Syria’s ambassador to the United States has told the Rev. Jesse Jackson that Syrian Jews remain free to leave the country, despite reports that no new travel visas have been issued for the past few months.
In a letter to Jackson, Ambassador Walid al-Moualem stated that “the Syrian government’s decision of April 1992 to allow Syrian Jews to travel still stands.”
The Dec. 22 letter was sent a day after Jackson met with the ambassador, in an effort to reverse the apparent halt in visas being given to Syrian Jews.
Activists for the Syrian Jewish community say that no new visas have been issued to Jews since October, although those already holding visas have been allowed to travel abroad unhindered.
Syria first began issuing the visas in April, when the government put aside a decades-old policy of holding its 4,000 Jews hostage. Since then, 2,600 Jews have used their visas, generally traveling to Brooklyn’s large Syrian community.

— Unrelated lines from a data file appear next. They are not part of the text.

PR #12794, opened 2014-12-18
new unread and sent messages endpoints for mobile

stkem:
@thassss @mrbrown14


kifi-backend/modules/eliza/conf/elizaService.routes
```diff
@@ -20,6 +20,8 @@ GET     /eliza/emailPreview/:msgExtId     @com.keepit.eliza.controllers.ext.ExtM
 
 GET     /m/1/eliza/ws                     @com.keepit.eliza.controllers.shared.SharedWsMessagingController.websocket(version: Option[String], eip: Option[String])
 GET     /m/1/eliza/notifications          @com.keepit.eliza.controllers.mobile.MobileMessagingController.getNotifications(n: Int, before: Option[String] ?= None)
+GET     /m/1/eliza/notifications/unread          @com.keepit.eliza.controllers.mobile.MobileMessagingController.getUnreadNotifications(n: Int, before: Option[String] ?= None)
```
stkem, line 23: @thassss @mrbrown14 these are your new routes. semantics are exactly the same as the existing one, except that they return only unread/sent messages, respectively.

stkem:
Live now

PR #12795, opened 2014-12-18
lowering the specificity of our default styles for links

2is10:
cc @yipingliao 

For fun, I went through one stylesheet (profile.styl) and removed the `a` specificity boosts.

### DIFF
--- a/kifi-backend/modules/shoebox/angular/src/profile/profile.styl
+++ b/kifi-backend/modules/shoebox/angular/src/profile/profile.styl
@@ -18,7 +18,7 @@
   padding: 18px 32px 20px 32px
   position: relative
 
-a.profile-logout
+.profile-logout
   position: absolute
   top: 32px
   right: 50px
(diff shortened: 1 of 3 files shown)


kifi-backend/modules/shoebox/angular/src/profile/profile.styl
```diff
@@ -91,23 +91,6 @@ a.profile-logout
...
-  letter-spacing: .5px
-  transition: background 0.2s ease
-
-  &:hover
-  &:focus
-    background-color: #C5D2DE
-
-  &:active
-    background-color: #9FACB8
-
```
2is10, line 110: These styles were obsolete. Today `profile-image-change` is only used on a `<div>`.

kifi-backend/modules/shoebox/angular/src/profile/profile.styl
```diff
@@ -499,32 +479,7 @@ input.profile-email-address-add-input
   padding-right: 58px
   border-radius: 2px
 
-a.profile-email-address-add-save
```
2is10, line 502: No elements use a `profile-email-address-add-save` class.

yipingliao:
Nice!

PR #12797, opened 2014-12-18
also include library from same owner

yingjieMiao:
@stkem @joshm1


stkem:
lgtm, although @joshm1 is probably the more qualified reviewer here. Would love to get some statsd timing on the top level method, so we can see how fast it is overall.

kifi-backend/modules/shoebox/app/com/keepit/commanders/RelatedLibraryCommander.scala
```diff
@@ -30,52 +30,78 @@ class RelatedLibraryCommanderImpl @Inject() (
...
-      .map { libs => libs.filter { x => !userLibs.contains(x.id.get) }.take(5) }
-      .flatMap { libs => libCommander.createFullLibraryInfos(userIdOpt, true, 10, 0, ProcessedImageSize.Large.idealSize, libs, ProcessedImageSize.Large.idealSize) }
+    suggestedLibsFut
+      .map { libs => libs.filter { case RelatedLibrary(lib, kind) => !userLibs.contains(lib.id.get) }.take(RETURN_SIZE) }
+      .flatMap { relatedLibs =>
+        val libs = relatedLibs.map { _.library }
+        val kinds = relatedLibs.map { _.kind }
+        val fullInfosFut = libCommander.createFullLibraryInfos(userIdOpt, true, 10, 0, ProcessedImageSize.Large.idealSize, libs, ProcessedImageSize.Large.idealSize)
+        fullInfosFut.map { info =>
+          assert(info.size == kinds.size)
```
joshm1: can we Future.recover from this, airbrake.notify and return an empty seq so the caller doesn't have to deal with the future fail?  Or make sure caller(s) (the controller) gracefully handles this and returns an empty seq to the client.

kifi-backend/modules/shoebox/app/com/keepit/commanders/RelatedLibraryCommander.scala
```diff
@@ -30,52 +30,78 @@ class RelatedLibraryCommanderImpl @Inject() (
...
-      suggestedLibs <- suggestedLibsFut
-    } yield (info, suggestedLibs._2)
   }
 
-  def suggestedLibraries(libId: Id[Library]): Future[(Seq[Library], Boolean)] = consolidater(libId) { libId =>
+  def suggestedLibraries(libId: Id[Library]): Future[Seq[RelatedLibrary]] = consolidater(libId) { libId =>
     for {
-      related <- relatedLibraries(libId)
+      topicRelated <- topicRelatedLibraries(libId)
+      ownerLibs <- librariesFromSameOwner(libId)
```
joshm1: Looks like `librariesFromSameOwner(libId)` can be a wasted call if `topicRelated` has enough qualified libraries?
Same for `topFollowedLibraries()` below.  If we want to call them anyway (incase some get filtered out later) you can assign the futures to vals before the for comprehension so they run in parallel.

yingjieMiao: Good point.

yingjieMiao:
@joshm1  updated.

PR #12798, opened 2014-12-18
Merge Search and Explain code + librarySearch explainer logic complete #Portland

leogrim:
@ymatsuda @stkem 
I still need to write some controller code for the library search explainer to be demoed tomorrow, but the logic is complete. 

I'll also make some adjustments to the uri search explainer e.g. move the additional boosting logic from `UriSearch` into `UriResultCollector` and add it to the `UriSearchExplanation`. 

Will do before I reach Europe :)


ymatsuda:
Awesome!

PR #12801, opened 2014-12-18
style radio buttons on manage profile settings page =D

ahsu1230:
Thanks @yipingliao for the advice before!
@andrewconner @2is10 

and removing some things from twitter connect controller now that `profileUrl` is in

### DIFF
--- a/kifi-backend/modules/shoebox/angular/src/profile/profile.styl
+++ b/kifi-backend/modules/shoebox/angular/src/profile/profile.styl
@@ -313,7 +313,7 @@ input.profile-last-name
     border-radius: 50%
     content: ' '
 
-input.profile-manage-input:checked ~ .profile-manage-radio-check:after
+.profile-manage-input.profile-manage-input:checked ~ .profile-manage-radio-check:after
   display: block
   left: 2px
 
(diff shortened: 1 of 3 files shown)


kifi-backend/modules/shoebox/angular/src/profile/profile.styl
```diff
@@ -268,44 +268,59 @@ input.profile-last-name
...
-    border-radius: 50%
+    width: 8px
+    height: 8px
     background-color: darkBlueColor
+    border-radius: 50%
+    content: ' '
 
-.profile-manage-settings-option-text
-  cursor: pointer
+.profile-manage-input.profile-manage-input:checked ~ .profile-manage-radio-check:after
```
2is10, line 316: This selector can be shortened to `:checked + .profile-manage-radio-check::after`. `+` is for adjacent siblings. Also, a single colon works to create pseudoelements, but we prefer the standard two colons (`::before` and `::after`).

2is10:
:+1:

yipingliao:
I may be remembering the wrong thing, but did this change help with those `_.isBoolean()` checks from before?

ahsu1230:
unfortunately not. the watch still picks up the changed values from `undefined` to whatever initial value they should be in

PR #12802, opened 2014-12-18
remove trailing slashes from URL paths automatically

2is10:
@yipingliao

### DIFF
--- a/kifi-backend/modules/shoebox/angular/src/route.js
+++ b/kifi-backend/modules/shoebox/angular/src/route.js
@@ -11,14 +11,19 @@ angular.module('kifi')
     $httpProvider.defaults.withCredentials = true;
 
     // URL redirects.
+    var trailingSlashRe = /^([^?#]+)\/([?#].*|$)/;
     $urlRouterProvider
+      .rule(function ($injector, $location) {
+        var match = $location.url().match(trailingSlashRe);
+        if (match) {
+          return match[1] + match[2]; // remove trailing slash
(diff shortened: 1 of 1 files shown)


2is10:
This is broadly useful, but the use case that prompted it for me was deleting a library slug in the location bar to get to the user profile.

kifi-backend/modules/shoebox/angular/src/route.js
```diff
@@ -11,7 +11,14 @@ angular.module('kifi')
     $httpProvider.defaults.withCredentials = true;
 
     // URL redirects.
+    var trailingSlashRe = /^([^?#]+)\/([?#].*|$)/;
     $urlRouterProvider
+      .rule(function ($injector, $location) {
+        var match = $location.url().match(trailingSlashRe);
+        if (match) {
+          return match[1] + match[2]; // remove trailing slash
```
yipingliao, line 19: I am curious about what `match[2]` is. Testing it against a string with a trailing slash gives me an empty string for `match[2]`.

yipingliao:
Nice!

kifi-backend/modules/shoebox/angular/src/route.js
2is10, line 19: It can be a query string and/or hash fragment.

yipingliao, line 19: Thanks for the explanation.

PR #13033, opened 2015-01-09
formatting profile URLs ahead of time

2is10:
@yipingliao 

This also fixes some broken links in the new related library card.


yipingliao:
Nice! Thanks!

PR #13034, opened 2015-01-09
Greatly simplify number of keeps information in keep cards.

yipingliao:
@andrewconner 

cc @eishay Note that you can drop the `createdAt` timestamp field on keeps returned from the backend; the front end currently handles that gracefully.


eishay:
thanks!

andrewconner:
Nice, removing code!

PR #13036, opened 2015-01-09
styling the settings gear on profile library cards

2is10:
@ahsu1230 cc @yipingliao


kifi-backend/modules/shoebox/angular/img/svg/settings-gear.svg
```diff
@@ -5,9 +5,9 @@
     <desc>Created with Sketch.</desc>
     <defs></defs>
     <g id="Welcome" stroke="none" stroke-width="1" fill="none" fill-rule="evenodd" sketch:type="MSPage">
-        <g id="Desktop-HD-Profile-w/-Main--Logged-In" sketch:type="MSArtboardGroup" transform="translate(-878.000000, -130.000000)" fill="#FFFFFF">
-            <g id="User-Info-2" sketch:type="MSLayerGroup" transform="translate(0.000000, 63.000000)">
-                <g id="Settings-Icon-5" transform="translate(877.055556, 67.000000)" sketch:type="MSShapeGroup">
+        <g id="Desktop-HD-Profile-w/-Main--Logged-In" sketch:type="MSArtboardGroup" fill="#FFFFFF">
+            <g id="User-Info-2" sketch:type="MSLayerGroup">
+                <g id="Settings-Icon-5" sketch:type="MSShapeGroup">
```
2is10, line 10: Removing the SVG translation here fixed the rendering glitch. It seems our SVG minifier doesn’t handle it properly, but I didn’t fully pinpoint the cause.

kifi-backend/modules/shoebox/angular/src/userProfile/userProfileLibrariesList.tpl.html
```diff
@@ -1,6 +1,6 @@
 <div class="kf-upl-card-list" smart-scroll scroll-distance="'100%'" scroll-disabled="!hasMoreLibraries()" scroll-next="fetchLibraries()">
   <div class="kf-upl-card" ng-repeat="lib in libraries" ng-style="{'background-color': lib.color}">
-    <div class="kf-upl-card-setting svg-settings-gear" ng-if="isMyLibrary(lib.owner.id) && lib.kind==='user_created'" ng-click="openModifyLibrary(lib)"></div>
+    <a class="kf-upl-card-setting svg-settings-gear" ng-if="isMyLibrary(lib.owner.id) && lib.kind==='user_created'" href="javascript:" ng-click="openModifyLibrary(lib)"></a>
```
ahsu1230, line 3: just curious, why turn this to an `<a>` when it's not technically a link (user does not go to a different page), but a popup button?

ahsu1230:
nice thanks!

kifi-backend/modules/shoebox/angular/src/userProfile/userProfileLibrariesList.tpl.html
2is10, line 3: Anything that can be interacted with should be a link or form control, for accessibility reasons. Blind people can only discover actions available to them (using screen readers) if they are a link or form control. Parts of a page that can be interacted with should also be focusable (reachable via Tab key and clickable via Enter key). This is nice for anyone, but especially important for people who have difficulty using pointers and/or who use text-only browsers.

The [links section](http://www.w3.org/TR/html401/struct/links.html) of the HTML 4 spec is pretty explicit about one purpose of links being linking to a specific element in the current document (page). It intends for people to use named anchors for that, but people have long used scripts to achieve that functionality too.

In this particular case, the gear icon effectively links to the settings form for the library, which happens to be shown in a dialog and to be added to the page only when needed. We could assign an `id` to the dialog and use it in the `href` attribute of this link, to better conform with the HTML spec, but that can be kind of error prone, so our convention is to use `javascript:` as the `href` URL for links handled by scripts.

PR #13037, opened 2015-01-09
removing translation here too

2is10:
@ahsu1230 cc @yipingliao


yipingliao:
Argh, so that's what caused it! I had gone in there to play with the SVG a bit, but didn't succeed in finding what was responsible for the shift. Thanks!

PR #13041, opened 2015-01-09
showing lock icon in place of owner picture on non-system private libs

2is10:
@yipingliao 

This is where Mark wants it for now. Top left corner of card didn’t look very good.


kifi-backend/modules/shoebox/angular/img/svg/card-star.svg
```diff
@@ -5,7 +5,7 @@
     <desc>Created with Sketch.</desc>
     <defs></defs>
     <g id="Page-1" stroke="none" stroke-width="1" fill="none" fill-rule="evenodd" sketch:type="MSPage">
-        <g id="Keep-2-Choose-Library-2" sketch:type="MSArtboardGroup" transform="translate(-70.000000, -202.000000)" stroke="#FFFFFF" stroke-width="3" opacity="0.5">
+        <g id="Keep-2-Choose-Library-2" sketch:type="MSArtboardGroup" transform="translate(-70.000000, -202.000000)" stroke="#FFFFFF" stroke-width="3">
```
2is10, line 8: removing opacity from these SVG files so we can control it from CSS
(didn’t actually end up changing it in any cases for this pull request)

PR #13046, opened 2015-01-09
related lib frontend updates, tiny update to non-linear scoring

joshm1:
prevents non-linear from returning a score of 0 if topicScore=0

@stkem @2is10 
cc @ymatsuda

### DIFF
--- a/kifi-backend/modules/shoebox/angular/src/libraries/smallLibraryCard.styl
+++ b/kifi-backend/modules/shoebox/angular/src/libraries/smallLibraryCard.styl
@@ -141,6 +141,9 @@ name-line-height = 25px
   height: 35px
   border-top: 1px solid rgba(255,255,255,.3)
   -webkit-font-smoothing: antialiased
+  text-align: center
+  color: #fff
+  line-height: 35px
 
 follower-pic-diameter = 23px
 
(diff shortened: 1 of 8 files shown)


kifi-backend/modules/shoebox/angular/src/libraries/smallLibraryCard.styl
```diff
@@ -141,6 +141,9 @@ name-line-height = 25px
   height: 35px
   border-top: 1px solid rgba(255,255,255,.3)
   -webkit-font-smoothing: antialiased
+  text-align: center
+  color: #fff
```
2is10, line 145: We’re using partially transparent white for the other footers types, for a nice effect. Did you consider `rgba(255,255,255.7)`?

Also, each kind of footer has its own container, and those are styled differently (one level deeper). This new styling at the level will break the other kinds of footers, so it would be better to either remove them or move this new styling one level deeper.

2is10, line 145: Oh, I see now that you did remove the portion of the template for the alternate footers. Would be good to remove the corresponding styles, too (everything else below this point in this stylesheet).

2is10:
:+1:

kifi-backend/modules/shoebox/angular/src/libraries/smallLibraryCard.styl
joshm1, line 145: I agree, partially transparent will look nicer. I just used what Mark said "white". I'll update per your suggestions. Thanks!

PR #13057, opened 2015-01-10
do not show libraries from fake user

yingjieMiao:
@joshm1 @stkem

### DIFF
--- a/kifi-backend/modules/shoebox/app/com/keepit/commanders/RelatedLibraryCommander.scala
+++ b/kifi-backend/modules/shoebox/app/com/keepit/commanders/RelatedLibraryCommander.scala
@@ -30,6 +30,7 @@ class RelatedLibraryCommanderImpl @Inject() (
     libMemRepo: LibraryMembershipRepo,
     libCommander: LibraryCommander,
     cortex: CortexServiceClient,
+    experimentCommander: LocalUserExperimentCommander,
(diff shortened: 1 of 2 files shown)


joshm1:
lgtm

kifi-backend/modules/shoebox/app/com/keepit/commanders/RelatedLibraryCommander.scala
```diff
@@ -40,11 +41,25 @@ class RelatedLibraryCommanderImpl @Inject() (
   // main method
   def suggestedLibrariesInfo(libId: Id[Library], userIdOpt: Option[Id[User]]): Future[(Seq[FullLibraryInfo], Seq[RelatedLibraryKind])] = {
     val suggestedLibsFut = suggestedLibraries(libId)
+
+    val fakeOwnersFut = suggestedLibsFut.map { libs =>
+      val owners = libs.map { _.library.ownerId }.distinct
+      owners.filter { id => experimentCommander.getExperimentsByUser(id).contains(ExperimentType.FAKE) }.toSet
```
eishay: instead of fetching all users experiments from cache one by one I recommend getting `getAllFakeUsers` from the shoebox client and then `filterNot` if the owner's id in this set.

yingjieMiao:
@eishay  updated per your comment. It's much cleaner now.

PR #13058, opened 2015-01-10
Move out code that was unnecessarily dependent on fetch-library-summary promise resolutions

yipingliao:
@andrewconner cc @eishay 

Thanks to @eishay's pointers, found two instances where we are waiting for `fetchLibrarySummaries` to return before moving ahead with UI changes that were actually unnecessary. Note that we have to wait for `fetchLibrarySummaries` to return before we can follow a library because we need the most current information about whether the user is already following the library.


yipingliao:
@eishay History of fetching the libraries summaries in this pull: https://github.com/kifi/keepit/pull/12922 Actually this was less than 2 weeks ago. Per the pull description, if the backend can return an indication of whether the user has joined the library already, we won't have to refetch library summaries at all. If this is not urgent, I'll do the backend bit; am going to get Aaron to help me become backend-literate.

andrewconner:
Awesome. I'm happy to help as well.

PR #13061, opened 2015-01-11
for library header, prefer to show first users with a profile picture

eishay:


eishay:
@andrewconner @ahsu1230

andrewconner:
That should work, looks good.

ahsu1230:
:+1:

PR #13062, opened 2015-01-12
checking for a specific query parameter more specifically

2is10:
I think this is the idiomatic way to do it. The `o=lr` is supposed to be in the query string, yes?
@joshm1


joshm1:
yep! thanks

joshm1:
@2is10 I'm working on section of code now, I'll commit this change. thanks!

PR #13296, opened 2015-01-24
using ui-router resolve to load user profile data

2is10:
@yipingliao

PR #13318, opened 2015-01-26
Revert "using ui-router resolve to load user profile data"

yipingliao:
Reverts kifi/keepit#13296  This breaks user profile pages
@2is10


2is10:
Thanks, and sorry. Investigating why the difference in dev v. prod.

PR #13319, opened 2015-01-26
Revert "Temporarily remove failing protractor test for user profile page...

yipingliao:
Reverts kifi/keepit#13316 Apparently this test _was_ catching something. Reverting removal of test...

@2is10


2is10:
:+1:

PR #13324, opened 2015-01-26
using ui-router resolve to load user profile data

2is10:
re-applying #13296 with a dependency injection fix
@yipingliao

### DIFF
--- a/kifi-backend/modules/shoebox/angular/src/route.js
+++ b/kifi-backend/modules/shoebox/angular/src/route.js
@@ -69,6 +69,12 @@ angular.module('kifi')
         url: '/:username',
         templateUrl: 'userProfile/userProfile.tpl.html',
         controller: 'UserProfileCtrl',
+        resolve: {
+          userProfileActionService: 'userProfileActionService',
+          profile: ['userProfileActionService', '$stateParams', function (userProfileActionService, $stateParams) {
+            return userProfileActionService.getProfile($stateParams.username);
+          }]
+        },
         'abstract': true
       })
       .state('userProfile.libraries', {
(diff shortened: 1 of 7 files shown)


kifi-backend/modules/shoebox/angular/src/route.js
```diff
@@ -69,6 +69,12 @@ angular.module('kifi')
         url: '/:username',
         templateUrl: 'userProfile/userProfile.tpl.html',
         controller: 'UserProfileCtrl',
+        resolve: {
+          userProfileActionService: 'userProfileActionService',
+          profile: ['userProfileActionService', '$stateParams', function (userProfileActionService, $stateParams) {
+            return userProfileActionService.getProfile($stateParams.username);
+          }]
```
2is10, line 76: This fix is using quoted strings for the names of the injected arguments here, as we do elsewhere.

2is10:
The protractor test that failed before passes with this fix, and I’ve manually verified that user profile navigations work by pausing the protractor tests using `browser.pause()`.

kifi-backend/modules/shoebox/angular/src/route.js
yipingliao, line 76: Ah, that's why it breaks with prod assets!

yipingliao:
:+1:

kifi-backend/modules/shoebox/angular/src/route.js
2is10, line 76: @yipingliao Yeah, unfortunately, none of the ui-router examples I saw used this approach, so I thought it must somehow be exempt. Silly me.

PR #13326, opened 2015-01-26
Fix refresh-social-networks modal CSS class names

yipingliao:
@2is10 Leo has found a bug where the modal content was hidden by an ad-blocker extension due to clashing CSS class names.

### DIFF
--- a/kifi-backend/modules/shoebox/angular/src/social/connectNetworks.styl
+++ b/kifi-backend/modules/shoebox/angular/src/social/connectNetworks.styl
@@ -1,41 +1,30 @@
-.social-connect
+.kf-social-connect
   min-width: 430px
   margin: 0 auto
   text-align: center
   width: 0px
 
-.social-connect-title
+.kf-social-connect-title
   font-size: 24px
   font-weight: 300
   font-family: Lato, Arial, sans-serif
   font-style: italic
 
-.social-connect-desc
+.kf-social-connect-desc
   font-size: 16px
   margin: 15px auto 35px
   max-width: 350px
 
-.friends-wrapper, .invite-wrapper
-  .social-connect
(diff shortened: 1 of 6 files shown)


kifi-backend/modules/shoebox/angular/src/social/connectNetworks.styl
```diff
@@ -1,41 +1,30 @@
...
   font-family: Lato, Arial, sans-serif
   font-style: italic
 
-.social-connect-desc
+.kf-social-connect-desc
   font-size: 16px
   margin: 15px auto 35px
   max-width: 350px
 
-.friends-wrapper, .invite-wrapper
```
yipingliao, line 18: From here until line 27, these styles are not being used.

kifi-backend/modules/shoebox/angular/src/social/connectNetworks.tpl.html
```diff
@@ -1,114 +1,114 @@
-<div class="social-connect" ng-show="data.show">
```
yipingliao, line 1: Turned out that this `ng-show` is a no-op.

kifi-backend/modules/shoebox/angular/src/social/social.js
```diff
@@ -11,9 +11,6 @@ angular.module('kifi')
       restrict: 'A',
       templateUrl: 'social/connectNetworks.tpl.html',
       link: function (scope/*, element, attrs*/) {
-        scope.data = scope.data || {};
-        scope.data.show = true;
```
yipingliao, line 15: Related to previous comment re no-op `ng-show`.

2is10:
LGTM as long as everything still works. :wink:

PR #13329, opened 2015-01-26
removing old redundant "secret" key from libraries in website search results

2is10:
@leogrim 
cc @yipingliao 

We also need to add the library color. I would have, but it didn’t appear to be readily available. We should probably add it to `BasicLibrary` since the color will soon be displayed everywhere a library is.

I’ve verified that the website isn’t using the `"secret"` key. It’s only using `"visibility"`.


leogrim:
I can add library color to `BasicLibrary`, when do you need this?

2is10:
@leogrim Thanks. It’s not urgent. Some time this week?

PR #13330, opened 2015-01-26
caching samples instead of density

ymatsuda:
@leogrim @yingjieMiao @stkem 

another memory saving idea on graph
- caching a batch of samples instead of the probability density of a transition
- the batch are recomputed when cached sample is exhausted
- the batch size is doubled each time recomputation happens


yingjieMiao:
lgtm

PR #13331, opened 2015-01-27
fix the clear method of ReactiveLock

ymatsuda:
@stkem 
- make all tasks in the queue fail
- maintain waitingCount (we have a code that relies on this)


stkem:
lgtm. Thanks!

PR #13335, opened 2015-01-27
Library Score normalization

leogrim:
@ymatsuda @yingjieMiao @stkem 
Basic heuristics, comments welcome :)

### DIFF
--- a/kifi-backend/modules/search/app/com/keepit/search/engine/library/LibraryFromKeepsScoreVectorSource.scala
+++ b/kifi-backend/modules/search/app/com/keepit/search/engine/library/LibraryFromKeepsScoreVectorSource.scala
@@ -7,7 +7,7 @@ import com.keepit.search.{ SearchFilter, SearchConfig }
 import com.keepit.search.index.graph.keep.KeepFields
 import com.keepit.search.index.{ Searcher, WrappedSubReader }
 import com.keepit.search.util.join.{ DataBuffer, DataBufferWriter }
-import org.apache.lucene.index.AtomicReaderContext
+import org.apache.lucene.index.{Term, AtomicReaderContext}
 import org.apache.lucene.search.DocIdSetIterator.NO_MORE_DOCS
 import org.apache.lucene.search.{ Query, Scorer }
 import scala.concurrent.Future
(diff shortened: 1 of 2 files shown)


kifi-backend/modules/search/app/com/keepit/search/engine/library/LibraryFromKeepsScoreVectorSource.scala
```diff
@@ -52,7 +52,9 @@ class LibraryFromKeepsScoreVectorSource(
         val visibility = keepVisibilityEvaluator(docId, libId)
 
         if (visibility != Visibility.RESTRICTED) {
-          val boost = getRecencyBoost(recencyScorer, docId)
+          val recencyBoost = getRecencyBoost(recencyScorer, docId)
+          val inverseLibraryFrequencyBoost = 1.0f / (1 + Math.log(1 + searcher.freq(new Term(KeepFields.libraryField, libId.toString))).toFloat) // number of keeps from this shard in this library (correlated with number of keeps in this library)
+          val boost = recencyBoost * inverseLibraryFrequencyBoost
```
yingjieMiao, line 58: I like the idea of idf. I assume the `IDF` is balanced with `TF` somehow (via searcher).

leogrim, line 58: More via the join performed by the engine: if many keeps match the query in a specific library, they all end up contributing their score for this specific library. An alternative is to perform this boost at the collector level (cheaper, maybe simpler), though those contributions from keeps in huge libraries (Twitter, bookmark imports etc...) are what we really want to tame.

kifi-backend/modules/search/app/com/keepit/search/engine/query/KPrefixQuery.scala
```diff
@@ -85,8 +87,9 @@ class KPrefixScorer(weight: KPrefixWeight, subScorer: Scorer, queryTerms: Array[
   override def score(): Float = {
     val name = getName()
     val distance = PrefixMatching.distance(name, queryTerms)
-    val boost = (PrefixMatching.maxDist - distance).toFloat / PrefixMatching.maxDist // todo(Léo): boost shorter names
-    val score = subScorer.score() * boost
+    val prefixSimilarity = (PrefixMatching.maxDist - distance).toFloat / PrefixMatching.maxDist
+    val lengthSimilarity = (1.0f + weight.query.length) / (1 + name.length)
```
yingjieMiao, line 91: Is this `lengthSim` always in [0,1] ?

yingjieMiao:
lgtm!

kifi-backend/modules/search/app/com/keepit/search/engine/query/KPrefixQuery.scala
leogrim, line 91: It should since it's a prefix search. We can't get a match if the length of the query is longer than the length of the matched field.

PR #13336, opened 2015-01-27
updating gulp-minify-html to fix stripped whitespace issue in prod

2is10:
@andrewconner @yipingliao 
I already had 0.1.8 locally, but marvin has 0.1.4. This should get everybody onto the latest release with consistent whitespace handling (collapsing to a single space, like the browser).

### DIFF
--- a/kifi-backend/modules/shoebox/angular/package.json
+++ b/kifi-backend/modules/shoebox/angular/package.json
@@ -35,7 +35,7 @@
     "gulp-ignore": "^1.2.0",
     "gulp-jshint": "~1.8.0",
     "gulp-livereload": "~2.1.0",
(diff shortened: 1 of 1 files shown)


andrewconner:
Nice, good catch. Not sure I would have realized that one.

2is10:
Note: This may cause some new layout issues in prod (making prod look like my dev has). We’ll need to fix them as we find them. Good thing we’re redesigning much of the site soon.

Also, you may start seeing me add HTML comments around line breaks to avoid introducing whitespace-only text nodes. Our minifier strips these comments out, and I prefer that approach to funky wrapping. Another approach that works sometimes is setting `font-size: 0` on a parent of the whitespace and then setting the appropriate `font-size` on siblings that need it.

Roughly 1,400 Jews remain in Syria, of whom 400 do not intend to leave.
The ambassador’s denial of a change in policy is consistent with statements made to American and Israeli officials who had raised their concern over the visa halt to Syrian officials in Damascus and in Washington.
Some observers say that the Syrian refusal to acknowledge any policy reversal will make it easier for them to change their policy once again. They believe the Syrians are holding up the Jewish visas in an effort to extract further diplomatic gains from the incoming Clinton administration.
Jackson’s representation to the Syrians, made at the behest of Isi Leibler, co- chairman of the World Jewish Congress, comes as the civil rights leader and shadow senator from the District of Columbia pursues a hectic schedule of bridge-building with the Jewish community.